I have seen no reason to be the least bit optimistic about the protection of safety data and information even though under SMS the collection and use of this data is mandated under SMS in Canada.

CVRs and DFDRs as well as QARs and when they are eventually installed, Cockpit Video Recorders, will, under rubric of "the public interest" or, more realistically, the power of the highest bidder (in the US media), always be subject to the possibility that narrow legal interests or prurient media interests, both of which are focussed on money instead of the improvement of the whole system will force court-directed appropriation of safety data in discovery.

Permit me a sidebar...
While some claim that such processes lead to changes and improvements in safety, the process is inefficient and very narrowly focussed on specific items and is largely a collateral result, often with unintended consquences. Witness the latest, where the entire Congress of the United States is collectively setting their hair on fire, (or playing solitaire) over some laptops, intent on a wholesale ban without the slightest input or study from the industry so affected.

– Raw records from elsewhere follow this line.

PR #1846, opened 2022-05-24

yboaron:
Submariner MTU driver in route-agent programs iptable rules to
clamp tcp mss to PMTU in the Mangle table. We noticed that tcp
mss not being clamped to PMTU when platform is running nftables
and Globalnet is enabled.

This PR adds iptables rules that force tcp mss clamping in case
Globalnet is configured, the mss value is calculated based on
the MTU of the default interface and the cable driver overhead.

Fixes: https://github.com/submariner-io/submariner/issues/1774

### DIFF
--- a/pkg/routeagent_driver/environment/env.go
+++ b/pkg/routeagent_driver/environment/env.go
@@ -24,4 +24,5 @@ type Specification struct {
 	ClusterCidr []string
 	ServiceCidr []string
 	Uninstall   bool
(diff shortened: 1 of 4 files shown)


tpantelis (approved):

sridhargaddam (approved):

dfarrell07:
This is a backport of https://github.com/submariner-io/submariner/pull/1830.

PR #1851, opened 2022-05-30
Fix connection failure with LB mode + VxLAN Cabledriver

### LINKED ISSUE #1822: Loadbalancer mode not working with VxLAN cable driver on AWS
While installing Submariner with VxLAN cable driver and Loadbalancer mode, it was seen that on AWS cluster, the vxlan-tunnel interface disappears and there are couple of errors in the submariner-gateway pod.

**Environment**:
- Cloud provider or hardware configuration: AWS
- Install tools: Submariner version: 0.12 on OCP 4.10.2

sridhargaddam:
When using Loadbalancer mode with VxLAN cable driver, it was seen that
connections are sometimes not setup. The reason for this is the missing
vxlan-tunnel interface which was deleted by route-agent driver assuming
that the Gateway node migrated.

The reason why route-agent considers it as Gateway migration is because
the local-endpoint is deleted and then re-created. Ideally, the local
endpoint should not be deleted when the Gateway pod comes up, but the
current checks in the code tries to match the entire backendConfig and
when it finds that something does not match with the endpoint stored in
the datastore it deletes and re-creates the endpoint. This PR fixes this
issue by ensuring that local-endpoint is simply updated and not deleted.

Fixes: https://github.com/submariner-io/submariner/issues/1822

### DIFF
--- a/pkg/util/util.go
+++ b/pkg/util/util.go
@@ -132,7 +132,19 @@ func CompareEndpointSpec(left, right *subv1.EndpointSpec) bool {
 
 	// maybe we have to use just reflect.DeepEqual(left, right), but in this case the subnets order will influence.
 	return left.ClusterID == right.ClusterID && left.CableName == right.CableName && left.Hostname == right.Hostname &&
-		left.Backend == right.Backend && equality.Semantic.DeepEqual(left.BackendConfig, right.BackendConfig)
+		left.Backend == right.Backend && isBackendConfigSame(left, right)
+}
+
+func isBackendConfigSame(left, right *subv1.EndpointSpec) bool {
+	if left.BackendConfig[subv1.UsingLoadBalancer] == "true" &&
+		right.BackendConfig[subv1.UsingLoadBalancer] == "true" {
+		// When Gateway pod comes up with loadbalancer mode enabled, it inserts a preferred-server-timestamp in
+		// the BackendConfig when the Gateway pod comes up. So, in loadbalancer mode, we just have to compare
+		// the load-balancer status.
+		return true
+	}
+
+	return equality.Semantic.DeepEqual(left.BackendConfig, right.BackendConfig)
 }
 
 func EnsureValidName(name string) string {


skitt (approved):

pkg/util/util.go
```diff
@@ -132,9 +132,22 @@ func CompareEndpointSpec(left, right *subv1.EndpointSpec) bool {
...
+func isBackendConfigSame(left, right *subv1.EndpointSpec) bool {
+	if left.BackendConfig[subv1.UsingLoadBalancer] == "true" &&
+		right.BackendConfig[subv1.UsingLoadBalancer] == "true" {
+		// When Gateway pod comes up with loadbalancer mode enabled, it inserts a preferred-server-timestamp in
+		// the BackendConfig when the Gateway pod comes up. So, in loadbalancer mode, we just have to compare
+		// the load-balancer status.
+		return true
+	} else {
+		return equality.Semantic.DeepEqual(left.BackendConfig, right.BackendConfig)
+	}
```
skitt:
```suggestion
	}
	
	return equality.Semantic.DeepEqual(left.BackendConfig, right.BackendConfig)
```

yboaron:
Overall, looks good to me, but I have 
Q: will we hit a similar issue if one of the fields in of local endpoint will be updated?  or it's just init race

sridhargaddam:
> Overall, looks good to me, but I have Q: will we hit a similar issue if one of the fields in of local endpoint will be updated? or it's just init race

The specific problem fixed in this PR is not a race. The local endpoint is always updated with the latest timestamp as [preferred-time-stamp](https://github.com/submariner-io/submariner/blob/43219bcc143712bc4aba16b0e7f2614bc74f147c/pkg/endpoint/local_endpoint.go#L155) when the gateway pod comes up, to indicate to the remote clusters that the local Gateway wants to act as a preferred server.

yboaron (approved):

PR #1860, opened 2022-06-06
add format judge about the cableName

pengbinbin1:

### DIFF
--- a/pkg/util/util.go
+++ b/pkg/util/util.go
@@ -90,6 +90,10 @@ func GetClusterIDFromCableName(cableName string) string {
 	// 0           1    2   3    4    5       6   7  8 9  10
 	// submariner-cable-my-super-long_cluster-id-172-16-32-5
 	cableSplit := strings.Split(cableName, "-")
+	if len(cableSplit) < 3 {
+		klog.Error(fmt.Errorf("cableName:%s format is invalid", cableName))
+		return ""
+	}
 	clusterID := cableSplit[2]
 
 	for i := 3; i < len(cableSplit)-4; i++ {


pkg/util/util.go
```diff
@@ -90,6 +90,10 @@ func GetClusterIDFromCableName(cableName string) string {
 	// 0           1    2   3    4    5       6   7  8 9  10
 	// submariner-cable-my-super-long_cluster-id-172-16-32-5
 	cableSplit := strings.Split(cableName, "-")
+	if len(cableSplit) != 11{
+		klog.Error(fmt.Errorf("cableName:%s format is invalid",cableName))
+		return ""
+	}
```
tpantelis, line 96: What is the motivation for this change? It is actually incorrect - the token length does not need to be 11 - the comment above is just an example of one that is long. The unit tests for this function fail with this change.

tpantelis (changes requested):

pkg/util/util.go
pengbinbin1: Maybe judge whether the length is less than 3 is appropriate ,because if the cableSplit's length is less than 3,then the cableSplit[2] will be panic

tpantelis: Sure - we expect the length to be at least 3. 

This really shouldn't be an issue unless someone purposely tampers with it. Are you seeing an issue or how did this code come to your attention?

pengbinbin1: I'am reading the code and  found it inadvertently

dfarrell07: Looks like a good catch to me, of course we want to avoid the possibility of purposely tampering/crashing. Thanks @pengbinbin1!

dfarrell07 (approved):

skitt (approved):

pkg/util/util.go
tpantelis: The check keeps it from panicking but what caller functionality will be broken by returning an empty cluster ID....perhaps we're better off crashing. That said, this function isn't actually used except in unit tests so we should just remove it 😄

tpantelis (changes requested):

pkg/util/util.go
dfarrell07: Thanks for the context @tpantelis, that makes sense.

tpantelis:
The `GetClusterIDFromCableName` function was removed as part of https://github.com/submariner-io/submariner/pull/1879.

PR #1863, opened 2022-06-06
Update K8s dependabot config

tpantelis:
Ignore all `k8s.io` and `sigs.k8s.io` dependencies and versions.


dfarrell07 (approved):
Makes sense

skitt:
By specifying an upper bound on versions, I was hoping to get dependabot to track minor updates for us; but I’m not sure that actually works, so let’s forget it.

skitt (approved):

PR #1870, opened 2022-06-13
Use NettestImageURL var from shipyard

tpantelis:
...to make the `nettest` image configurable for air-gapped deployments.


dfarrell07:
Are we thinking about backporting this? If so, I guess the version bump should be a separate commit.

tpantelis:
> Are we thinking about backporting this? 

Not that I'm aware of. If so, we'd have to backport several more PRs.

dfarrell07 (approved):

skitt (approved):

Two weeks after two guys got distracted (and never hurt anyone and weren't in any immediate danger), we have Congress making laws to "protect" the flying public from this new, nefarious, insidiosity. It reminds one slightly, of the widespread panic over H1N1 vaccinations.

Good god, we in the profession can only imagine in our wildest dreams, such a keen response from Congress to all the science and now the accident reports concerning crew fatigue. But you will never see it because it costs the airlines too much. Banning laptops is attaboys-for-free.

To those who understand flight safety and how our system got so safe, a bunch of publicity-seeking congresspeople banning laptops is a joke and the fools are the lawmakers themselves. This is a clear, obvious example of why individual industry incidents cannot, in and of themselves, form a basis upon which policy and law are made.

The case for the protection of flight safety data of all kinds is abundant and clear - it improves the level of safety of an entire industry.

Sorry for the sidebar, but it is an important and relevant understanding in this conversation, and are matters which must be addressed in practical terms if one is going to market one's organization as the answer to irretrievable flight data of the kind under discussion, (447).